The Trump administration’s plans to expand the availability of association health plans could siphon up to 4.3 million people from the individual and small group insurance markets over the next five years, raising premiums on those who remain in plans which are compliant with the Affordable Care Act (ACA).

The analysis from Avalere was paid for by health insurance lobbying group America’s Health Insurance Plans, though Avalere said it maintained editorial control.

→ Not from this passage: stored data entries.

PR #1694, opened 2017-05-28
Add grpc plugin directive

pieterlouw:
New directive for the http server type called `grpc`

N/A

No document changes needed. Link to plugin's documentation --> [here](https://github.com/pieterlouw/caddy-grpc/blob/master/README.md)

### DIFF
--- a/caddyhttp/httpserver/plugin.go
+++ b/caddyhttp/httpserver/plugin.go
@@ -490,6 +490,8 @@ var directives = []string{
 	"hugo",      // github.com/hacdias/caddy-hugo
 	"mailout",   // github.com/SchumacherFM/mailout
 	"awslambda", // github.com/coopernurse/caddy-awslambda
+
+	"grpc", // github.com/pieterlouw/caddy-grpc
 }
 
 const (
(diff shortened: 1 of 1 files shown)


caddyhttp/httpserver/plugin.go
```diff
@@ -490,6 +490,8 @@ var directives = []string{
 	"hugo",      // github.com/hacdias/caddy-hugo
 	"mailout",   // github.com/SchumacherFM/mailout
 	"awslambda", // github.com/coopernurse/caddy-awslambda
+
```
mholt: Let's take out this extra line.

pieterlouw: What is the best way to determine where in the chain are the best place to put the directive?

mholt: Where ever it works correctly and doesn't break other middlewares in the chain. We can always move it later, but I always ask to double check and make sure that the author at least considered that the plugin is in the right place. Whatever makes the most logical sense in the order of things done by handlers, really.

pieterlouw: Okay. I have left it at the bottom of the chain for now. I tested it along with tls,log and prometheus plugins on my dev machine and it all works fine

mholt:
Cool, thanks. Just fix the spacing with the comment (gofmt -s) and I'll merge this in! (Check CI failures)

mholt:
@pieterlouw You may now deploy your plugin to the Caddy website!

pieterlouw:
Thanks @mholt! I just registered it now.

What's the steps if there's a new version of the plugin? Redeploy and then users need to build a new download of Caddy?

mholt:
@pieterlouw Yep.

Under a proposed rule from the U.S. Department of Labor, more small businesses, trade organizations and individuals would be able to purchase health coverage as a group by defining them as large group plans. This would exempt these plans from many ACA requirements, including the health benefits it has to cover, limits on medical-loss ratio and the ban on charging customers more based on pre-existing conditions.

Avalere said association health plans (AHPs) would fulfill their promise of being cheaper, charging customers $9,700 per year less in individual market premiums and $2,900 a year less in the small group market. This would thanks to attracting healthier enrollees off the ACA exchange—and in turn, leaving a sicker, more expensive risk pool on the individual market.

“The recent AHP proposed rule is expected to incentivize a larger number of healthy sole proprietors and groups to access the more affordable, potentially less generous coverage that could be available through an AHP,” Avalere said. “Conversely, those who remain in the individual and small group markets will pay more for their coverage, with an additional 130,000 to 140,000 individuals projected to become uninsured.”

The analysis said the ACA’s individual market premiums would go up by 3.5 percent while small group market premiums would rise by 0.5 percent compared to current law.

The proposed rule is one of several actions the Trump administration has taken which could expand the availability of plans which don’t follow the ACA’s insurance regulations. HHS has proposed allowing customers to stay in “short-term” insurance plans year-round, which could more dramatically raise premiums in the ACA market as individuals would no longer face a tax penalty for having non-ACA-compliant insurance after 2018.

Additionally, the agency has also yet to weigh in on Idaho’s plans to allow “state-based plans” which also don’t follow the ACA’s regulations, offering cheaper—but less comprehensive—coverage off the ACA exchanges.